━━━ Supplied records ━━━

PR #1705, opened 2019-11-18
Unskip test

deguif:
Try to unskip test as it seems it was resolved. https://github.com/elastic/elasticsearch/issues/21312


ruflin:
Seems something is still up:

```
There was 1 failure:
1) Elastica\Test\Query\InnerHitsTest::testInnerHitsLimitedSource
Failed asserting that an array has the key 'name'.
/elastica/test/Elastica/Query/InnerHitsTest.php:370

```

deguif:
Ok, let's close it then. I dumped the query result and this is not working.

━━━

* Directions for this task
Repeat every record, keeping each line exactly as it is.

* Response area
PR #1705, opened 2019-11-18
Unskip test

deguif:
Try to unskip test as it seems it was resolved. https://github.com/elastic/elasticsearch/issues/21312


ruflin:
Seems something is still up:

```
There was 1 failure:
1) Elastica\Test\Query\InnerHitsTest::testInnerHitsLimitedSource
Failed asserting that an array has the key 'name'.
/elastica/test/Elastica/Query/InnerHitsTest.php:370

```

deguif:
Ok, let's close it then. I dumped the query result and this is not working.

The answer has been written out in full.